- _WHAT THIS TASK INVOLVES_
Copy all of the records word for word.

- _GIVEN RECORDS_
PR #94, opened 2022-03-12
Fix: button font styling

e-wai:
## Implementation Description
- Change the font styling in the `button.ts` theme customization

## Screenshots
Screen Shot 2022-03-11 at 9 15 32 PM

- Check that this aligns with the Figma file -> https://www.figma.com/file/zh6zk2LJo0RodIHBVycylC/RHS-Design-System?node-id=210%3A13900
  - Was padding right? It's not consistent between the Figma and here, but pretty consistent within the file
- Check that this is the proper way of styling components

## Testing Procedure

Can add into any file and check that the appearances look write
```ts
import { Button } from "@chakra-ui/react";

<Button variant="default">Default</Button>
<Button variant="md">md</Button>
<Button variant="sm">sm</Button>
<Button variant="xs">xs</Button>
<Button variant="disabled">disabled</Button>
<Button variant="outline-lg">outline lg</Button>
<Button variant="outline-md">outline md</Button>
<Button variant="outline-sm">outline sm</Button>
<Button variant="outline-xs">outline xs</Button>
<Button variant="outline-disabled">outline disabled</Button>
```

## Things to Note

None

## Checklist


draymond63 (approved):
Tested, works. Feel free to merge :)

PR #107, opened 2022-03-27
Converting modules to an array, allow null response

draymond63:
## Implementation Description
There were a lot of files edited, but the main points are:
- Modules should now be a list of objects instead of a map
- Module Editor URL now uses the index of the module as the identifier for which module is being edited
- Response DTOs can now have null attributes to prevent GraphQL errors from occuring

## Screenshots
Same as before, not applicable.

- Should the URL of the module editor use the index of the array or still its ID?
- Make sure the admin dashboard still works!

## Checklist

### DIFF
--- a/backend/models/course.model.ts
+++ b/backend/models/course.model.ts
@@ -35,7 +35,7 @@ const ModuleSchema: Schema = new Schema({
     default: false,
   },
   lessons: [String],
-})
+});
 
 const CourseSchema: Schema = new Schema({
   title: {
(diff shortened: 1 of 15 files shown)


Shrinjay (approved):

backend/models/course.model.ts
```diff
@@ -25,6 +25,18 @@ export interface CourseVisibilityAttributes {
   published?: boolean;
 }
 
+const ModuleSchema: Schema = new Schema({
+  title: String,
```
molly-yu, line 29: I'm wondering if we should make the title required for the modules?

molly-yu (commented):
Aside from the linting and small comment I made above, I think this looks great! Thanks Daniel!

backend/models/course.model.ts
draymond63: Good call, I'll switch it

y2kwak (approved):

- _RESULT OF THIS EXERCISE_
PR #94, opened 2022-03-12
Fix: button font styling

e-wai:
## Implementation Description
- Change the font styling in the `button.ts` theme customization

## Screenshots
Screen Shot 2022-03-11 at 9 15 32 PM

- Check that this aligns with the Figma file -> https://www.figma.com/file/zh6zk2LJo0RodIHBVycylC/RHS-Design-System?node-id=210%3A13900
  - Was padding right? It's not consistent between the Figma and here, but pretty consistent within the file
- Check that this is the proper way of styling components

## Testing Procedure

Can add into any file and check that the appearances look write
```ts
import { Button } from "@chakra-ui/react";

<Button variant="default">Default</Button>
<Button variant="md">md</Button>
<Button variant="sm">sm</Button>
<Button variant="xs">xs</Button>
<Button variant="disabled">disabled</Button>
<Button variant="outline-lg">outline lg</Button>
<Button variant="outline-md">outline md</Button>
<Button variant="outline-sm">outline sm</Button>
<Button variant="outline-xs">outline xs</Button>
<Button variant="outline-disabled">outline disabled</Button>
```

## Things to Note

None

## Checklist


draymond63 (approved):
Tested, works. Feel free to merge :)

PR #107, opened 2022-03-27
Converting modules to an array, allow null response

draymond63:
## Implementation Description
There were a lot of files edited, but the main points are:
- Modules should now be a list of objects instead of a map
- Module Editor URL now uses the index of the module as the identifier for which module is being edited
- Response DTOs can now have null attributes to prevent GraphQL errors from occuring

## Screenshots
Same as before, not applicable.

- Should the URL of the module editor use the index of the array or still its ID?
- Make sure the admin dashboard still works!

## Checklist

### DIFF
--- a/backend/models/course.model.ts
+++ b/backend/models/course.model.ts
@@ -35,7 +35,7 @@ const ModuleSchema: Schema = new Schema({
     default: false,
   },
   lessons: [String],
-})
+});
 
 const CourseSchema: Schema = new Schema({
   title: {
(diff shortened: 1 of 15 files shown)


Shrinjay (approved):

backend/models/course.model.ts
```diff
@@ -25,6 +25,18 @@ export interface CourseVisibilityAttributes {
   published?: boolean;
 }
 
+const ModuleSchema: Schema = new Schema({
+  title: String,
```
molly-yu, line 29: I'm wondering if we should make the title required for the modules?

molly-yu (commented):
Aside from the linting and small comment I made above, I think this looks great! Thanks Daniel!

backend/models/course.model.ts
draymond63: Good call, I'll switch it

y2kwak (approved):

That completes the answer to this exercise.